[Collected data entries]
++++++
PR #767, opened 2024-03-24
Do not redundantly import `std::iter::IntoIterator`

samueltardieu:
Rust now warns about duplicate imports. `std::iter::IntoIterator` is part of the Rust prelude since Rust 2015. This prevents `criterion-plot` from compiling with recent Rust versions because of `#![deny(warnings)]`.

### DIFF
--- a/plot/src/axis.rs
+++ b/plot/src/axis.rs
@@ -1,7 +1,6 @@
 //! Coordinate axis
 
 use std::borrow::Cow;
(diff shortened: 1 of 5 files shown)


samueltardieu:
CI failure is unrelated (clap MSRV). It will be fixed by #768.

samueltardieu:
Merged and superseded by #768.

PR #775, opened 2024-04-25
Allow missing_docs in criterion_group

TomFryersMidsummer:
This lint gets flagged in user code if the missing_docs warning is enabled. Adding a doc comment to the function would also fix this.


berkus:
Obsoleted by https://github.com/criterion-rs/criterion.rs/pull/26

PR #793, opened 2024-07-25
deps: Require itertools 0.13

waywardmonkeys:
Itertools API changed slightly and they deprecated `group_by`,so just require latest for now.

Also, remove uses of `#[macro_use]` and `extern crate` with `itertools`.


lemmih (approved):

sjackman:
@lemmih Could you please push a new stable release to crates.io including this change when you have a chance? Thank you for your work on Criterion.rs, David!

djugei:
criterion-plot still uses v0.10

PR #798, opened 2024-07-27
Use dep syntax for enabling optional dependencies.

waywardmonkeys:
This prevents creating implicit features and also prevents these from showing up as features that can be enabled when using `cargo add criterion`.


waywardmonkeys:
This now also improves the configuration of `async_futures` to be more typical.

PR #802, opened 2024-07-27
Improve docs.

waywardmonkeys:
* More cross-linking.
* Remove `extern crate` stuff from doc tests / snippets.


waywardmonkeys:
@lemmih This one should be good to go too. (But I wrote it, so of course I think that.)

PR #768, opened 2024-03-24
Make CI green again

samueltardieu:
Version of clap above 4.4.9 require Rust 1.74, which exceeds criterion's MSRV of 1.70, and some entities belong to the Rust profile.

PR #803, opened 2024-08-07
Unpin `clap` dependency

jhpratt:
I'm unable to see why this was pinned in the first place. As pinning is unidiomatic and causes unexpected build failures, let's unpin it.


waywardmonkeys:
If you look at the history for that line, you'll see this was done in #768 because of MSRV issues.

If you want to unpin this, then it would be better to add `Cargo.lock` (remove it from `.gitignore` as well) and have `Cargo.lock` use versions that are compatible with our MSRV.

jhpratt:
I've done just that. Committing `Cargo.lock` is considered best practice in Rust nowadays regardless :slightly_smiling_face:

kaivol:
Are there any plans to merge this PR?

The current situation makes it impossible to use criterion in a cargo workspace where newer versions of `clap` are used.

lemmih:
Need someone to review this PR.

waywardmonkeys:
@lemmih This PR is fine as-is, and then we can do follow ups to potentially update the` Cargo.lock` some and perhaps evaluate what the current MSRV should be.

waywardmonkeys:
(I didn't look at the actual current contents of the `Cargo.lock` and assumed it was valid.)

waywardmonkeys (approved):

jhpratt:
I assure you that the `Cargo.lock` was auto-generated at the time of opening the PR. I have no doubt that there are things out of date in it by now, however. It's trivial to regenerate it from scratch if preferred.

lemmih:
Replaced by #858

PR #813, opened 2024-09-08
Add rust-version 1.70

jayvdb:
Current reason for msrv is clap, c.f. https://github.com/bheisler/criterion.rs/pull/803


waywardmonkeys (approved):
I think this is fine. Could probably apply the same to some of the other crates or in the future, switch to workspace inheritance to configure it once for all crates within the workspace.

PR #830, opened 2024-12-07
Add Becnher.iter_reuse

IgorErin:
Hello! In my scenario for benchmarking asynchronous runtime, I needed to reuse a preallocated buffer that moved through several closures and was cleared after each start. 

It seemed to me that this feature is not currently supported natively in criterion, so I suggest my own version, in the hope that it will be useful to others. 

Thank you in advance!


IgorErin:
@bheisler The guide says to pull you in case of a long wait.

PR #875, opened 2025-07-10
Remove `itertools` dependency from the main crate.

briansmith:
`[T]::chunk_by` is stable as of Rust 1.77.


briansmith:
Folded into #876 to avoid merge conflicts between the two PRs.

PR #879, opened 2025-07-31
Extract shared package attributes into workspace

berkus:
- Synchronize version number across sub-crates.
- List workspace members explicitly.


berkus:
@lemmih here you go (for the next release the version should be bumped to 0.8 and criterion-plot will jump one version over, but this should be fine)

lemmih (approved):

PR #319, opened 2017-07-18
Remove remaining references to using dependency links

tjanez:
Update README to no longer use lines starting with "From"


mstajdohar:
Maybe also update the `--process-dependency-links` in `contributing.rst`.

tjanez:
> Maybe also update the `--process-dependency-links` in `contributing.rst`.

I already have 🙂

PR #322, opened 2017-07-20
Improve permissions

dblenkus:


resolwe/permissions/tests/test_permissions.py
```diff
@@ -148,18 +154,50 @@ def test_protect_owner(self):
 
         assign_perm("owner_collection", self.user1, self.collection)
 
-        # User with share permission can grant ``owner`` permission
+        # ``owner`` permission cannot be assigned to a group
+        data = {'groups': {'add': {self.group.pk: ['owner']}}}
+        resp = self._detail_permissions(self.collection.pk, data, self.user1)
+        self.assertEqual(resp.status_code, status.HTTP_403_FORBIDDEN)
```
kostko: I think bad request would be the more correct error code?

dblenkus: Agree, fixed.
++++++
Task objective: Copy all of the entries above exactly as shown.

Task solution:
PR #767, opened 2024-03-24
Do not redundantly import `std::iter::IntoIterator`

samueltardieu:
Rust now warns about duplicate imports. `std::iter::IntoIterator` is part of the Rust prelude since Rust 2015. This prevents `criterion-plot` from compiling with recent Rust versions because of `#![deny(warnings)]`.

### DIFF
--- a/plot/src/axis.rs
+++ b/plot/src/axis.rs
@@ -1,7 +1,6 @@
 //! Coordinate axis
 
 use std::borrow::Cow;
(diff shortened: 1 of 5 files shown)


samueltardieu:
CI failure is unrelated (clap MSRV). It will be fixed by #768.

samueltardieu:
Merged and superseded by #768.

PR #775, opened 2024-04-25
Allow missing_docs in criterion_group

TomFryersMidsummer:
This lint gets flagged in user code if the missing_docs warning is enabled. Adding a doc comment to the function would also fix this.


berkus:
Obsoleted by https://github.com/criterion-rs/criterion.rs/pull/26

PR #793, opened 2024-07-25
deps: Require itertools 0.13

waywardmonkeys:
Itertools API changed slightly and they deprecated `group_by`,so just require latest for now.

Also, remove uses of `#[macro_use]` and `extern crate` with `itertools`.


lemmih (approved):

sjackman:
@lemmih Could you please push a new stable release to crates.io including this change when you have a chance? Thank you for your work on Criterion.rs, David!

djugei:
criterion-plot still uses v0.10

PR #798, opened 2024-07-27
Use dep syntax for enabling optional dependencies.

waywardmonkeys:
This prevents creating implicit features and also prevents these from showing up as features that can be enabled when using `cargo add criterion`.


waywardmonkeys:
This now also improves the configuration of `async_futures` to be more typical.

PR #802, opened 2024-07-27
Improve docs.

waywardmonkeys:
* More cross-linking.
* Remove `extern crate` stuff from doc tests / snippets.


waywardmonkeys:
@lemmih This one should be good to go too. (But I wrote it, so of course I think that.)

PR #768, opened 2024-03-24
Make CI green again

samueltardieu:
Version of clap above 4.4.9 require Rust 1.74, which exceeds criterion's MSRV of 1.70, and some entities belong to the Rust profile.

PR #803, opened 2024-08-07
Unpin `clap` dependency

jhpratt:
I'm unable to see why this was pinned in the first place. As pinning is unidiomatic and causes unexpected build failures, let's unpin it.


waywardmonkeys:
If you look at the history for that line, you'll see this was done in #768 because of MSRV issues.

If you want to unpin this, then it would be better to add `Cargo.lock` (remove it from `.gitignore` as well) and have `Cargo.lock` use versions that are compatible with our MSRV.

jhpratt:
I've done just that. Committing `Cargo.lock` is considered best practice in Rust nowadays regardless :slightly_smiling_face:

kaivol:
Are there any plans to merge this PR?

The current situation makes it impossible to use criterion in a cargo workspace where newer versions of `clap` are used.

lemmih:
Need someone to review this PR.

waywardmonkeys:
@lemmih This PR is fine as-is, and then we can do follow ups to potentially update the` Cargo.lock` some and perhaps evaluate what the current MSRV should be.

waywardmonkeys:
(I didn't look at the actual current contents of the `Cargo.lock` and assumed it was valid.)

waywardmonkeys (approved):

jhpratt:
I assure you that the `Cargo.lock` was auto-generated at the time of opening the PR. I have no doubt that there are things out of date in it by now, however. It's trivial to regenerate it from scratch if preferred.

lemmih:
Replaced by #858

PR #813, opened 2024-09-08
Add rust-version 1.70

jayvdb:
Current reason for msrv is clap, c.f. https://github.com/bheisler/criterion.rs/pull/803


waywardmonkeys (approved):
I think this is fine. Could probably apply the same to some of the other crates or in the future, switch to workspace inheritance to configure it once for all crates within the workspace.

PR #830, opened 2024-12-07
Add Becnher.iter_reuse

IgorErin:
Hello! In my scenario for benchmarking asynchronous runtime, I needed to reuse a preallocated buffer that moved through several closures and was cleared after each start. 

It seemed to me that this feature is not currently supported natively in criterion, so I suggest my own version, in the hope that it will be useful to others. 

Thank you in advance!


IgorErin:
@bheisler The guide says to pull you in case of a long wait.

PR #875, opened 2025-07-10
Remove `itertools` dependency from the main crate.

briansmith:
`[T]::chunk_by` is stable as of Rust 1.77.


briansmith:
Folded into #876 to avoid merge conflicts between the two PRs.

PR #879, opened 2025-07-31
Extract shared package attributes into workspace

berkus:
- Synchronize version number across sub-crates.
- List workspace members explicitly.


berkus:
@lemmih here you go (for the next release the version should be bumped to 0.8 and criterion-plot will jump one version over, but this should be fine)

lemmih (approved):

PR #319, opened 2017-07-18
Remove remaining references to using dependency links

tjanez:
Update README to no longer use lines starting with "From"


mstajdohar:
Maybe also update the `--process-dependency-links` in `contributing.rst`.

tjanez:
> Maybe also update the `--process-dependency-links` in `contributing.rst`.

I already have 🙂

PR #322, opened 2017-07-20
Improve permissions

dblenkus:


resolwe/permissions/tests/test_permissions.py
```diff
@@ -148,18 +154,50 @@ def test_protect_owner(self):
 
         assign_perm("owner_collection", self.user1, self.collection)
 
-        # User with share permission can grant ``owner`` permission
+        # ``owner`` permission cannot be assigned to a group
+        data = {'groups': {'add': {self.group.pk: ['owner']}}}
+        resp = self._detail_permissions(self.collection.pk, data, self.user1)
+        self.assertEqual(resp.status_code, status.HTTP_403_FORBIDDEN)
```
kostko: I think bad request would be the more correct error code?

dblenkus: Agree, fixed.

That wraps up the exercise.